La mayoría de los adolescentes necesitan ayuda de sus
padres para afrontar los cambios de la adolescencia. Son los progenitores
quienes llevan a cabo el proceso de socialización de sus hijos, con el objetivo
de que estos adquieran un conjunto de habilidades, hábitos de conducta y
valores que les permitan desarrollar sus potencialidades como individuos en coherencia
con su entorno social. Tradicionalmente se han tenido en cuenta dos dimensiones
principales en la socialización familiar que dan origen a diferentes prácticas
educativas: el afecto y el control.
El afecto implica la disponibilidad, capacidad de percibir
y responder con coherencia a las demandas del hijo, de crear un clima
emocionalmente estable y mantener formas de interacción armónicas. Los
adolescentes donde impera este clima afectivo tienden a mostrar un mejor ajuste
y desarrollo psicosocial, niveles más altos de autoestima, confianza en sí
mismos, bienestar psicológico, mayor competencia conductual y académica. En
cuanto a la incidencia de la segunda práctica, existe menos acuerdo, pues
encierra mayor complejidad conceptual (no todos los investigadores han evaluado
lo mismo, aunque sí lo han denominado de forma similar). La exploración y la
autonomía, que se incrementan en la adolescencia, exigen cierto control
parental que se materializa en el conocimiento sobre las actividades diarias
del hijo y de las relaciones con los compañeros. El control de los padres
proporciona una guía al hijo adolescente. Sin embargo cuando el control es
excesivamente coercitivo o restrictivo pueden aparecer problemas. Ambas
prácticas educativas no son excluyentes, sino que por el contrario se combinan.

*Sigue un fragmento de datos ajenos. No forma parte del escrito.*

PR #5942, opened 2023-06-26
genesys_gl32xx: new plugin for Genesys SD readers

d4s:
New plugin for Genesys SD readers.
    
This plugin allow to update and dump firmware for GL3232 and GL3224 families SD readers.
Supported devices based on flash IDs:
- `PM25LD010` (tested)
- `MX25L1006E` (not tested)
- `GD25D10B` (not tested)

Type of pull request:

- [ X] New plugin (Please include [new plugin checklist](https://github.com/fwupd/fwupd/wiki/New-plugin-checklist))
- [ ] Code fix
- [ ] Feature
- [ ] Documentation

### DIFF
--- a/plugins/genesys-gl32xx/fu-genesys-gl32xx-device.c
+++ b/plugins/genesys-gl32xx/fu-genesys-gl32xx-device.c
@@ -1,0 +1,850 @@
+/*
+ * Copyright (C) 2023 Denis Pynkin <denis.pynkin@collabora.com>
+ * Copyright (C) 2023 Richard Hughes <richard@hughsie.com>
+ *
+ * SPDX-License-Identifier: LGPL-2.1+
+ */
+
+#include "config.h"
+
+#ifdef HAVE_SCSI_SG_H
+#include <scsi/sg.h>
+#endif
+
+#include "fu-genesys-gl32xx-device.h"
+#include "fu-genesys-gl32xx-firmware.h"
+
+#define FU_GENESYS_GL32XX_FW_START_ADDR	    0x0
+#define FU_GENESYS_GL32XX_FW_SIZE	    0x00010000
+#define FU_GENESYS_GL32XX_CLEAR_WP_SLEEP_MS 800
+
+struct _FuGenesysGl32xxDevice {
+	FuUdevDevice parent_instance;
+	gchar *chip_name;
+	guint32 packetsz;
+};
+
+G_DEFINE_TYPE(FuGenesysGl32xxDevice, fu_genesys_gl32xx_device, FU_TYPE_UDEV_DEVICE)
+
+#define FU_GENESYS_GL32XX_BUFFER_LEN	   32
+#define FU_GENESYS_GL32XX_IOCTL_TIMEOUT_MS 20000
+
+/* based on function from scsi plugin */
+static gboolean
+fu_genesys_gl32xx_device_send_scsi_cmd_v3(FuGenesysGl32xxDevice *self,
+					  const guint8 *cdb,
+					  guint8 cdbsz,
+					  const guint8 *buf,
+					  guint32 bufsz,
+					  FuGenesysGl32xxDirection dir,
+					  GError **error)
+{
+#ifdef HAVE_SCSI_SG_H
+	guint8 sense_buffer[FU_GENESYS_GL32XX_BUFFER_LEN] = {0};
+	struct sg_io_hdr io_hdr = {.interface_id = 'S'};
+	gint rc = 0;
+
+	io_hdr.cmd_len = cdbsz;
+	io_hdr.mx_sb_len = sizeof(sense_buffer);
+
+	switch (dir) {
+	case FU_GENESYS_GL32XX_DIRECTION_IN:
+		io_hdr.dxfer_direction = SG_DXFER_FROM_DEV;
+		break;
+	case FU_GENESYS_GL32XX_DIRECTION_OUT:
+		io_hdr.dxfer_direction = SG_DXFER_TO_DEV;
+		break;
+	case FU_GENESYS_GL32XX_DIRECTION_NO_DATA:
+	default:
+		io_hdr.dxfer_direction = SG_DXFER_NONE;
+		break;
+	}
+
+	io_hdr.dxfer_len = bufsz;
+	io_hdr.dxferp = (guint8 *)buf;
+	/* pointer to command buf */
+	io_hdr.cmdp = (guint8 *)cdb;
+	io_hdr.sbp = sense_buffer;
+	io_hdr.timeout = FU_GENESYS_GL32XX_IOCTL_TIMEOUT_MS;
+	io_hdr.flags = SG_FLAG_DIRECT_IO;
+
+	fu_dump_raw(G_LOG_DOMAIN, "cmd", cdb, cdbsz);
+	if (!fu_udev_device_ioctl(FU_UDEV_DEVICE(self),
+				  SG_IO,
+				  (guint8 *)&io_hdr,
+				  &rc,
+				  5 * FU_GENESYS_GL32XX_IOCTL_TIMEOUT_MS,
+				  error))
+		return FALSE;
+
+	if (io_hdr.status) {
+		g_set_error(error,
+			    G_IO_ERROR,
+			    G_IO_ERROR_FAILED,
+			    "Command fail with status %x, senseKey 0x%02x, asc 0x%02x, ascq 0x%02x",
+			    io_hdr.status,
+			    sense_buffer[2],
+			    sense_buffer[12],
+			    sense_buffer[13]);
+		return FALSE;
+	}
+
+	if (bufsz > 0)
+		fu_dump_raw(G_LOG_DOMAIN, "cmd data", buf, bufsz);
+
+	/* success */
+	return TRUE;
+#else
+	g_set_error_literal(error,
+			    FWUPD_ERROR,
+			    FWUPD_ERROR_NOT_SUPPORTED,
+			    "unsupported as scsi/sg.h not found");
+	return FALSE;
+#endif
+}
+
+static void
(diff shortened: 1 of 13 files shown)


plugins/genesys-gl32xx/fu-genesys-gl32xx-device.c
```diff
@@ -0,0 +1,882 @@
...
+
+	g_free(self->chip_name);
+
+	/* check for 3230, 3231, 3232, 3230S, 3231S, 3232S first */
+	cmd[3] = 0xDC;
+	/* ignore error here */
+	if (!fu_genesys_gl32xx_device_check_rom_mode(self, cmd, sizeof(cmd), &error_local)) {
+		g_debug("ignoring: %s", error_local->message);
+	} else {
+		self->chip_name = g_strdup("GL323x");
```
hughsie, line 357: i think it's better to call the static fu_genesys_gl32xx_device_set_chip_name() here.

d4s: ok, let's return it bak

plugins/genesys-gl32xx/fu-genesys-gl32xx-device.c
```diff
@@ -0,0 +1,882 @@
...
+static gboolean
+fu_genesys_gl32xx_device_ensure_rom_mode(FuGenesysGl32xxDevice *self, GError **error)
+{
+	guint8 cmd[] = {0xE4, 0x01, 0x00, 0x00, 0x04, 0x00};
+	g_autoptr(GError) error_local = NULL;
+
+	g_free(self->chip_name);
+
+	/* check for 3230, 3231, 3232, 3230S, 3231S, 3232S first */
+	cmd[3] = 0xDC;
```
hughsie, line 352: maybe better would be:

     	const guint8 cmd_legacy[] = {0xE4, 0x01, 0x00, 0x03, 0x04, 0x00};
     	const guint8 cmd_3224[] = {0xE4, 0x01, 0x00, 0xFC, 0x04, 0x00};

plugins/genesys-gl32xx/fu-genesys-gl32xx-device.c
```diff
@@ -0,0 +1,882 @@
...
+
+	/* success */
+	return TRUE;
+}
+
+static GBytes *
+fu_genesys_gl32xx_device_dump_bytes(FuDevice *device, FuProgress *progress, GError **error)
+{
+	FuGenesysGl32xxDevice *self = FU_GENESYS_GL32XX_DEVICE(device);
+	g_autoptr(GPtrArray) chunks = NULL;
```
hughsie, line 617: g_autoptr is normally last in the variable block.

plugins/genesys-gl32xx/fu-genesys-gl32xx-device.c
```diff
@@ -0,0 +1,882 @@
...
+	} const flash_type[3] = {
+	    {
+		.name = "gd25d10b",
+		.id = {0xC8, 0x10},
+		.idsz = 2,
+		.cmd_req = {0xF3, 0x02, 0x00, 0x04, 0x00, 0x02},
+		.data_req = {0x90, 0x00, 0x00, 0x00},
+		.data_reqsz = 4,
+		.cmd_get = {0xF3, 0x04, 0x00, 0x00, 0x00, 0x02},
+	    }, /* gd25d10b */
```
hughsie, line 390: i don't think you need the /* comment */

plugins/genesys-gl32xx/fu-genesys-gl32xx-device.c
```diff
@@ -0,0 +1,882 @@
...
+		const gchar *name;
+		guint8 id[3];
+		guint32 idsz;
+		guint8 cmd_req[6];
+		guint8 data_req[4];
+		guint32 data_reqsz;
+		guint8 cmd_get[6];
+	} const flash_type[3] = {
+	    {
+		.name = "gd25d10b",
```
hughsie, line 383: maybe use the uppercase chip name here?

d4s: It's only visible in debug message but ok

hughsie: it's slightly frustrating we can't use https://github.com/fwupd/fwupd/blob/main/data/cfi.quirk for any of these. :/

plugins/genesys-gl32xx/fu-genesys-gl32xx-device.c
```diff
@@ -0,0 +1,879 @@
...
+		.id = {0xC8, 0x10},
+		.idsz = 2,
+		.cmd_req = {0xF3, 0x02, 0x00, 0x04, 0x00, 0x02},
+		.data_req = {0x90, 0x00, 0x00, 0x00},
+		.data_reqsz = 4,
```
hughsie, line 385: if you change this to 0x90 and `.data_reqsz = 1,` does it still work? I've never seen a 4 byte ID request before.

hughsie (changes requested):

plugins/genesys-gl32xx/fu-genesys-gl32xx-device.c
```diff
@@ -0,0 +1,882 @@
...
+
+	/* success */
+	return TRUE;
+}
+
+static void
+fu_genesys_gl32xx_device_set_progress(FuDevice *self, FuProgress *progress)
+{
+	fu_progress_set_id(progress, G_STRLOC);
+	fu_progress_add_flag(progress, FU_PROGRESS_FLAG_GUESSED);
```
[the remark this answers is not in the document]
d4s: nope, fixing

hughsie:
@d4s I think you need a manual clang-format to fix CI.

plugins/genesys-gl32xx/genesys-gl32xx.quirk
```diff
@@ -0,0 +1,7 @@
+[BLOCK\VEN_05E3&DEV_0749]
+Plugin = genesys_gl32xx
+FirmwareSize = 0x10000
+
+[BLOCK\VEN_05E3&DEV_0764]
+Plugin = genesys_gl32xx
+FirmwareSize = 0x1C000
```
hughsie, line 7: does the size depend on the *device type* or the *SPI chip*?

d4s: No answer here.
Due implicit signs I think it is for the device, but I'll better check.

d4s:
> I think you need a manual clang-format to fix CI.

indeed. Strange, why the hook missed that

plugins/genesys-gl32xx/fu-genesys-gl32xx-device.c
d4s: from publicly available manual of `gd25d10b` chip:
_The command is initiated by driving the CS# pin low and shifting the command code “90H” followed by a 24-bit
address (A23-A0) of 000000H._

however it's a bit strange why `90H` is used for `gd25d10b` while the doc shows it is supporting `9F` command as well :thinking:

hughsie: Sometimes 90H returns different data to 9F-- but everything produced in the last 5 years seems to support 9F. If 9F works I'd really like to keep things simple.

plugins/genesys-gl32xx/genesys-gl32xx.quirk
hughsie: Seems device specific; sorry for the noise.

plugins/genesys-gl32xx/fu-genesys-gl32xx-device.c
```diff
@@ -0,0 +1,877 @@
...
+						       error))
+		return FALSE;
+	if (fu_memcmp_safe(int_rom_mode, sizeof(int_rom_mode), data, sizeof(data), NULL)) {
+		fu_device_add_flag(FU_DEVICE(self), FWUPD_DEVICE_FLAG_IS_BOOTLOADER);
+		return TRUE;
+	}
+	if (fu_memcmp_safe(ext_rom_mode, sizeof(ext_rom_mode), data, sizeof(data), NULL)) {
+		fu_device_remove_flag(FU_DEVICE(self), FWUPD_DEVICE_FLAG_IS_BOOTLOADER);
+		return TRUE;
+	}
```
hughsie, line 330: Heads up; this API changed in 3b0a55fe4facf3dd3bc6c2eae81f01008a3731d7 -- you'll need to add some `0x0`'s when you next rebase against main. I'd be fine with you merging this now and then doing the fixups as different commits if that helps.

d4s: ooc, why api change instead of adding `fu_memcmp_safe_full()`?

hughsie (approved):
LGTM, we can do any fixups or extra checks in follow up PRs if that's easier.

hughsie:
Ooh! Now we can use cfi.quirk! Give me a few mins and i'll push a fixup, okay?

hughsie (approved):

hughsie:
@d4s if those CFI changes work, please merge. Thanks!

d4s:
> Now we can use cfi.quirk!

@hughsie but with this change literally any flash id from the quirk file is allowed for the device while the initial idea was to limit with allowed ones only.

hughsie:
@d4s from experience, vendors tend to just choose the least expensive SPI chip at manufacturing time. I think it's safer to accept anything. In the chip shortage last year vendors were even adding bigger than required SPI chips as it's all they could get their hands on. Maybe we can check the CFI size is >= 0x20000 as a sanity check?

d4s:
@hughsie ok, let's push as is -- thank you for the fix!
keeping in mind that the F/W sizes are 0x10000 and 0x1C000, I think the size sanity check would be useless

Así aparecen los estilos parentales, entre los que destacan: el democrático con autoridad, en el que los
padres muestran altos niveles de afecto y control; el autoritario, con bajo nivel de afecto y alto nivel de control; el permisivo, con alto nivel de afecto y
escaso control; el negligente o no
comprometido, con bajos niveles de afecto y control.
v
La paternidad democrática: padres e hijos
negocian y se comunican, fortalece el sentido de independencia del adolescente,
y al mismo tiempo potencia el afecto y la intimidad. Este estilo educativo
induce a los adolescentes a pensar en el impacto que puede tener su conducta
sobre los demás.
v
Adolescentes con padres autoritarios y
coercitivos dedican menor tiempo a explorar alternativas, y consecuentemente
tienen un sentido menos desarrollado de su propia identidad. Es más probable
que adopten estándares morales externos en lugar de interiorizar normas. Tienen
problemas para usar su propio juicio como guía de conducta y por ello son más
susceptibles a la presión de los iguales.
v
Los adolescentes socializados según un estilo
permisivo, tienden a incurrir con más frecuencia en conductas de riesgo, como
el consumo de sustancias adictivas, y a presentar mayores dificultades
académicas y fracaso escolar.
v
El estilo negligente o no comprometido aparece
asociado con una mayor tendencia a prestar baja competencia y una amplia gama
de problemas de conducta y emocionales.
Es inexacto
concluir que los estilos de socialización familiar son el determinante único
del desarrollo de los adolescentes
Ø Relaciones
con los iguales: los amigos y compañeros desempeñan un papel crucial durante la
adolescencia. Las relaciones con ellos son más igualitarias y se basan en la
elección y el compromiso. La amistad impulsa el avance hacia la autonomía y la
elaboración de la identidad del adolescente. No todos los adolescentes se
integran con el mismo éxito en el grupo de iguales:
v
Los más populares se comportan con amabilidad,
son bondadosos, alegres y divertidos. Se expresan abierta y claramente. Su
actitud es segura sin resultar arrogantes.
v
Los impopulares son torpes socialmente. Algunos
son rechazados por sus pares, otros son ignorados y también los hay polémicos o
controvertidos. Los rechazados suelen serlo por su agresividad, negativismo,
buscar pelea con frecuencia (agresión incluye el sarcasmo, burla despiadada,
ridículo, chisme y la exclusión). Los ignorados también carecen de habilidades
sociales, pero su déficit reside en la timidez y el retraimiento.
v
Aquellos que son hábiles socialmente, saben
liderar al grupo, pero también son muy agresivos. La combinación hace que sean radicalmente
rechazados o estimados por los compañeros. Se les denomina controvertidos o
polémicos.
Los resultados
de las investigaciones demuestran que los adolescentes más competentes para
entablar relaciones satisfactorias de amistad gozan de numerosos beneficios. En
contraste se ha comprobado que existe una asociación entre la impopularidad,
por una parte y la depresión, los problemas conductuales y las dificultades
académicas por otra.
4. Riesgo
y resiliencia en la adolescencia:
Retrato del
adolescente como un ser rebelde, inestable y angustiado, una constante a lo
largo de la historia. No podemos dejar que la labor con los adolescentes se asiente
sobre estos mitos y prejuicios.
Ø La
adolescencia como período de crisis y riesgos: Satnley Hall, pionero del
estudio científico de la adolescencia, la definió como una etapa tormentosa un
periodo de tensión y tempestad. Sigmund Freud reforzó la idea de que la
psicología del adolescente está caracterizada por la confusión, el estrés y la
pérdida. Los psicoanalistas posteriores llegaron incluso a definirla con
connotaciones pseudopatológicas. Margaret Mead puso en entredicho esta visión.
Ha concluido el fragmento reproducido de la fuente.